▶ WHAT IS NEEDED
Below are several records. Retype exactly those lines running from the one with "PR #481, opened 2025-02-19" through the one with "Feat: Clear cache", end lines included, and no others.

-- DATA follows --

PR #634, opened 2024-07-17
Improve logging of DNS client

avsej:


core/io/dns_client.cxx
```diff
@@ -155,7 +156,6 @@ class dns_srv_command : public std::enable_shared_from_this<dns_srv_command>
                    self->address_.to_string(),
                    self->port_);
       self->udp_.cancel();
-      return self->retry_with_tcp();
```
avsej, line 158: Removed this retry as it would retry in the UDP read handler above

thejcfactor (approved):
LGTM 👍

PR #641, opened 2024-08-13
CXXCBC-569: resolve cycle in shared pointers for transaction_context

avsej:
The attempt object does not own the transaction context, so it should use weak_ptr instead.


avsej:
rerun tests

avsej:
rerun tests

DemetrisChr (approved):

PR #648, opened 2024-08-23
CXXCBC-576: Ensure all HTTP sessions are stopped when closing the core cluster

DemetrisChr:
## Motivation

When `cluster.close()` is called, all in-progress HTTP operations should be cancelled.

## Changes

* Add `pending_sessions_` in the HTTP session manager to ensure that it has a reference to sessions created by it at all stages of their lifetime. Pending operations are the sessions that are currently connecting (i.e. after they have been removed from `idle_sessions_` or created and before being added to `busy_sessions_`)
* Fix issue where the callback was not called in the case of a timeout (dispatch timeout or overall timeout) while a session is connecting.
* In an HTTP session that is connecting, call the connect callback if it is stopped before it has connected.
* Add the `couchbase::core::columnar::client_errc` error codes to represent errors that are not the result of a client-server interaction. These are the errors that should be exposed in a platform-idiomatic way in the wrappers, not as 
`ColumnarError`s - one example is cancellation which happens on the client-side.
* In `pending_query_operation` replace the use of `columnar::errc::generic` for cancellations with the new `columnar::client_errc::canceled`
* When `http_session_manager.close()` is called, force all the sessions owned by the manager to stop, not just discarding the pointers.
* Fix seg fault when accessing `retry_info_` for a `pending_query_operation` where the session wrapped by it is `nullptr` (e.g. in the case of a dispatch timeout)
* Add tests for closing the cluster before columnar `execute_query` has returned & for closing the cluster while rows are being iterated
* Add test for the dispatch timeout with a columnar query

## Results

All tests pass

### DIFF
--- a/core/columnar/error_codes.cxx
+++ b/core/columnar/error_codes.cxx
@@ -27,7 +27,7 @@ namespace couchbase::core::columnar
 struct columnar_error_category : std::error_category {
   [[nodiscard]] auto name() const noexcept -> const char* override
   {
-    return "couchbase.core.columnar";
+    return "couchbase.core.columnar.errc";
   }
 
   [[nodiscard]] auto message(int ev) const noexcept -> std::string override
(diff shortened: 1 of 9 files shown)


core/columnar/error_codes.cxx
```diff
@@ -17,6 +17,7 @@
 
 #include <couchbase/error_codes.hxx>
 
+#include "core/logger/logger.hxx"
```
thejcfactor, line 20: Is this include needed?

core/columnar/query_component.cxx
```diff
@@ -85,24 +83,19 @@ class pending_query_operation
           const std::scoped_lock lock{ self->pending_op_mutex_ };
           std::swap(op, self->pending_op_);
         }
+        if (ec) {
```
thejcfactor, line 86: Thanks for making this change 😄

test/test_integration_columnar_query.cxx
```diff
@@ -423,7 +451,7 @@ TEST_CASE("integration: columnar query collection does not exist")
   couchbase::core::columnar::agent agent{ integration.io, { { integration.cluster } } };
 
   couchbase::core::columnar::query_options options{ "SELECT * FROM `does-not-exist`" };
-  options.timeout = std::chrono::seconds(20);
+  options.timeout = std::chrono::seconds(60);
```
thejcfactor, line 454: Just curious: does the added seconds have an impact? At first I thought it might be so that it is greater than the dispatch timeout, but that shouldn't have to come into play here I don't think.

thejcfactor (commented):
I intend to play w/ this change a bit more in the Python Columnar client, but I think all looks well.  I just had a couple of comments.

test/test_integration_columnar_query.cxx
DemetrisChr: There wasn't really a reason for this. I've reverted it back to 20 seconds so it's the same with other tests. We might just need to keep an eye on them if it's slower on CI (but 20 seconds should be enough)

core/columnar/error_codes.cxx
DemetrisChr: No, it's not needed, I've removed it

thejcfactor (approved):
LGTM 👍 

Did further testing w/ the Python Columnar client.  Thanks for making these changes!

avsej (approved):

PR #650, opened 2024-08-28
CXXCBC-580: Report last error when timing out on columnar query retries

DemetrisChr:
## Motivation

The Error/Retry handling RFC Revision 8 requires that we list the last error code & message that was retried when reporting a timeout

## Changes

* Include a `last_errors` field in the error context that lists the set of server errors that were retried, when the error is a timeout resulting from retries.
* FIX: Timeout should be initialized before the HTTP request in `pending_query_operation`

## Results

Tested with [FIT](https://review.couchbase.org/c/transactions-fit-performer/+/215117) (via Python) - test passed

### DIFF
--- a/core/columnar/query_component.cxx
+++ b/core/columnar/query_component.cxx
@@ -41,6 +41,7 @@
 #include <cstdint>
 #include <memory>
 #include <mutex>
+#include <string>
 #include <system_error>
 #include <utility>
 #include <vector>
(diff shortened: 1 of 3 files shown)


avsej:
Interesting, why it started complaining about missing `<string>` header in `core\platform\string_hex.h`?

```
    24>D:\a\couchbase-cxx-client\couchbase-cxx-client\core\platform\string_hex.cc(95,18): error C2039: 'to_hex': is not a member of 'couchbase::core' [D:\a\couchbase-cxx-client\couchbase-cxx-client\cmake-build-tests\core\platform\couchbase_platform.vcxproj]
             D:\a\couchbase-cxx-client\couchbase-cxx-client\core\platform\string_hex.h(22,11):
             see declaration of 'couchbase::core'      
```

@DemetrisChr, could you check it? and open separate PR to fix it if necessary.

It is indeed using `std::string` without `#include <string>` and so far it looks like whenever the header was included the `<string>` header was already there.

https://github.com/couchbase/couchbase-cxx-client/blob/9c445aecb739227032e6368e3ef0f9f85054973e/core/platform/string_hex.h#L35-L36

DemetrisChr:
Opened #652

thejcfactor (approved):
LGTM 👍

PR #651, opened 2024-08-29
CXXCBC-552: cleanup network selection options

avsej:
Deprecates behavior_options#network() in favor to network_options#preferred_network()

### DIFF
--- a/core/impl/cluster.cxx
+++ b/core/impl/cluster.cxx
@@ -140,7 +140,6 @@ options_to_origin(const std::string& connection_string,
   user_options.enable_mutation_tokens = opts.behavior.enable_mutation_tokens;
   user_options.enable_unordered_execution = opts.behavior.enable_unordered_execution;
   user_options.user_agent_extra = opts.behavior.user_agent_extra;
-  user_options.network = opts.behavior.network;
 
   user_options.server_group = opts.network.server_group;
   user_options.enable_tcp_keep_alive = opts.network.enable_tcp_keep_alive;
@@ -150,8 +149,10 @@ options_to_origin(const std::string& connection_string,
   if (opts.network.max_http_connections) {
     user_options.max_http_connections = opts.network.max_http_connections.value();
   }
-  if (!opts.network.network.empty()) {
-    user_options.network = opts.network.network;
+  user_options.network = opts.network.network;
+  if (user_options.network.empty()) {
+    // this is deprecated option, but use it in case main options is empty
+    user_options.network = opts.behavior.network;
   }
   switch (opts.network.ip_protocol) {
     case ip_protocol::any:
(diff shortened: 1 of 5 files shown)


couchbase/behavior_options.hxx
```diff
@@ -60,19 +60,10 @@ public:
...
-   *
-   * @see
-   * https://docs.couchbase.com/server/current/learn/clusters-and-availability/connectivity.html#alternate-addresses
-   * @see https://docs.couchbase.com/server/current/rest-api/rest-set-up-alternate-address.html
-   */
+  [[deprecated("Use couchbase::network_options#preferred_network() instead.")]]
   auto network(std::string name) -> behavior_options&
   {
-    network_ = std::move(name);
+    [[maybe_unused]] auto name_ = std::move(name);
```
DemetrisChr, line 66: Even though it's deprecated, shouldn't we still use this if it's set? (but give priority to `network_options.network` if both of them are set)

avsej: I think, you right. I will adjust the change

avsej:
@DemetrisChr I've update the patch according to your comment

core/impl/cluster.cxx
```diff
@@ -150,8 +149,10 @@ options_to_origin(const std::string& connection_string,
   if (opts.network.max_http_connections) {
     user_options.max_http_connections = opts.network.max_http_connections.value();
   }
-  if (!opts.network.network.empty()) {
-    user_options.network = opts.network.network;
+  user_options.network = opts.network.network;
+  if (user_options.network.empty()) {
```
DemetrisChr, line 153: In the Public API's `couchbase::network_options`, we initialize `network_` with "auto" by default. If someone who uses the deprecated behavior.network option, doesn't also explicitly set the network.network option to the empty string, it will get ignored. The core API `network` option is also initialized with "auto" so `user_options.network` will not be empty here even without the above.

 I think we can remove the initialization of network with "auto" in the public API (as that is already the default value in the core API) and then do:
```cpp
if (!opts.network.network.empty()) {
  user_options.network = opts.network.network
} else if (!opts.behavior.network.empty()) {
  // this is deprecated option, but use it in case main options is empty
  user_options.network = opts.behavior.network
}
```

avsej: I rather leave public API keep initializing safe value, and expect people to pass empty value if they want old setting.

DemetrisChr: That's ok, but I think we should still change the condition to something other than `user_options.network.empty()`, since `user_options.network` is initialized to "auto" in the core as well, so it will never be empty.

I think we need something similar to the if/else-if statement from my comment above.

DemetrisChr: The comment above is not actually true, since `user_options.network = opts.network.network` happens before that condition, so it will be empty if `opts.network.network` is empty

DemetrisChr (approved):

PR #653, opened 2024-08-30
Update code samples in API reference

avsej:


couchbase/collection.hxx
```diff
@@ -348,6 +348,13 @@ public:
    * @param options the custom options
    * @return the future object with first available result, might be the active or a replica.
    *
+   * Select preferred server group in connection options:
```
DemetrisChr, line 351: Should this section also be added for the callback-based overload of `get_any_replica` above?

couchbase/collection.hxx
```diff
@@ -368,6 +375,13 @@ public:
    * @note Individual errors are ignored, so you can think of this API as a best effort
    * approach which explicitly emphasises availability over consistency.
    *
+   * Select preferred server group in connection options:
+   * @snippet{trimleft} test_integration_read_replica.cxx select-preferred_server_group
+   *
+   * Restrict get_any_replica to reach nodes that belong to selected server
+   * group only:
+   * @snippet{trimleft} test_integration_read_replica.cxx get_any_replica-with-read_preference
```
DemetrisChr, line 383:
```suggestion
   * Restrict get_all_replicas to reach nodes that belong to selected server
   * group only:
   * @snippet{trimleft} test_integration_read_replica.cxx get_all_replicas-with-read_preference
```

couchbase/transactions/attempt_context.hxx
```diff
@@ -50,6 +50,16 @@ public:
    * @param id The unique id of the document.
    * @return The result of the operation, which is an @ref error and a @ref
    * transaction_get_result.
+   *
+   * The example below shows how to use custom transcoder with transactions.
+   *
+   * The type should have regular transcoder to be defined. The only important
```
DemetrisChr, line 56: > The type should have regular transcoder to be defined.

It's not very clear to me what this means. Could we phrase it differently?

avsej: I will try to rephrase it. What I meant is that the transactions are using the same transcoders as general API, just with only exception that they should either encode types as JSON or Binary with returning corresponding flags, encoding with different set of flags is not defined.

couchbase/collection.hxx
avsej: We do not have ready example for that case yet.

couchbase/transactions/attempt_context.hxx
avsej: Updated.

DemetrisChr (approved):

PR #654, opened 2024-09-05
CXXCBC-588: Update timeout sent to server on each columnar query retry

DemetrisChr:
## Changes

* Update the timeout written in the query request payload when retrying, according to the time remaining until the deadline.
* Fix a bug where not setting the timeout in the options (i.e. relying on the cluster-wide default) resulted in the query timing out immediately.
  * This is because the HTTP component's timeout would not be set, which resulted in the epoch being passed on to the http_session_manager's `connect_then_send_pending_op` as the deadline.
  * The timeout is now always sent to the HTTP component.
* Remove the dispatch timeout test which was succeeding because of the bug above. Dispatching appears to succeed very quickly, so even with a timeout 1ms the test was not consistently passing - we probably need to find another way to test it.
* Use the default timeouts in tests that don't need a specific timeout value (this was previously hiding the bug)

### DIFF
--- a/core/columnar/query_component.cxx
+++ b/core/columnar/query_component.cxx
@@ -33,6 +33,7 @@
 
 #include <asio/io_context.hpp>
 #include <asio/steady_timer.hpp>
+#include <fmt/chrono.h>
 #include <fmt/format.h>
 #include <gsl/util>
 #include <tao/json/value.hpp>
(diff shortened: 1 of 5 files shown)


core/columnar/query_component.cxx
```diff
@@ -59,6 +60,7 @@ class pending_query_operation
                           std::chrono::milliseconds default_timeout)
     : client_context_id_{ uuid::to_string(uuid::random()) }
     , timeout_{ options.timeout.value_or(default_timeout) }
+    , payload_(build_query_payload(options))
```
DemetrisChr, line 63: Using the initializer list syntax for `tao::json::value` resulted in the `error: no class template named 'default_key'` error on Linux that we've seen before - unsure why

avsej (approved):

thejcfactor (approved):
LGTM 👍

PR #656, opened 2024-09-16
CXXCBC-596: do not include tao_json_serializer.hxx by default

avsej:
@thejcfactor, @DemetrisChr, @Matt-Woz this patch will likely require depending projects (like FIT, wrappers etc) to explicitly require `tao/json.hpp` or `couchbase/codec/tao_json_serializer.hxx`

But on the other hand, it allows users to use public API without tao/json with some other serializer, leaving tao/json as only dependency of the C++SDK itself.

This patch is necessary step in producing better packages.


thejcfactor (approved):
LGTM 👍 

The removal of `rows_as_json()` in `analytics_result`/`query_result` is unfortunate, but understandable w.r.t. the change.  Arguably a worthwhile "sacrifice".

Lets just make sure we mention the change in release notes.

PR #659, opened 2024-09-16
CXXCBC-303: build jsonsl with the library

avsej:
At this stage, we rather own jsonsl implementation, and it would be easier to compile and maintain it as a part of the main source set.

The changes in the library is just result of tidy and formatter scripts, nothing really changed in the library except the build process


avsej:
I think I'd rather defer this change for later

PR #481, opened 2025-02-19
Modify and add any incorrect or missing content in the `install.md`

Zhoneym:
Modify and add any incorrect or missing content in the `install.md`


Azure-Tang (approved):
Seems good.

PR #577, opened 2025-02-21
Fix the link address in the doc install.md

JiamingMai:
The address link is not correct. Fixed it in this PR.


Atream:
Thank you for the fix.

PR #582, opened 2025-02-21
Adjust the installation link to the correct section of docs

twobob:


Atream:
Thank you for the fix.

PR #622, opened 2025-02-23
Fix missing macro definition for KTRANSFORMERS_USE_CUDA and <chrono> includes on MSVC

akemimadoka:
This PR resolves build issues encountered on MSVC


yeahdongcn:
Good catch! I overlooked that for Windows.

PR #626, opened 2025-02-24
Feat: Clear cache during weight loading to prevent OOM on GPUs with <=8GB VRAM

cyhasuka:
This change explicitly clears CUDA cache during weight loading to mitigate memory fragmentation issues, particularly beneficial for low-VRAM GPUs.


Atream:

PR #644, opened 2025-02-24
Allow temperature and top_p from requests

wtdcode:
As title, this allows kTransformers to use `temperature` and `top_p` provided by requests instead of startup arguments. It is super inconvenient to restart to just change temperature.


wtdcode:
> Hi @wtdcode Thank you for the detailed improvements to our server API. I checked OpenAI's API, and surprisingly, it doesn't have a topk endpoint.

It is here: https://platform.openai.com/docs/api-reference/chat/create#chat-create-top_p

I didn't add `top_k`

qiyuxinlin:
Yes, I originally thought we needed to add a topk endpoint, but it was my oversight.
Thanks again.

PR #654, opened 2025-02-25
MUSA: Conditionally remove torch and numpy from dependencies

yeahdongcn:
[Torch MUSA](https://github.com/MooreThreads/torch_musa) requires a specific pre-built `Torch` version and a fixed `NumPy` version. This PR conditionally removes `Torch` and `NumPy` from dependencies by checking whether `mcc` is available.


yeahdongcn:
Rebased from `upstream/main`.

-- DATA concluded --

▶ RESULT BELOW
PR #481, opened 2025-02-19
Modify and add any incorrect or missing content in the `install.md`

Zhoneym:
Modify and add any incorrect or missing content in the `install.md`


Azure-Tang (approved):
Seems good.

PR #577, opened 2025-02-21
Fix the link address in the doc install.md

JiamingMai:
The address link is not correct. Fixed it in this PR.


Atream:
Thank you for the fix.

PR #582, opened 2025-02-21
Adjust the installation link to the correct section of docs

twobob:


Atream:
Thank you for the fix.

PR #622, opened 2025-02-23
Fix missing macro definition for KTRANSFORMERS_USE_CUDA and <chrono> includes on MSVC

akemimadoka:
This PR resolves build issues encountered on MSVC


yeahdongcn:
Good catch! I overlooked that for Windows.

PR #626, opened 2025-02-24
Feat: Clear cache during weight loading to prevent OOM on GPUs with <=8GB VRAM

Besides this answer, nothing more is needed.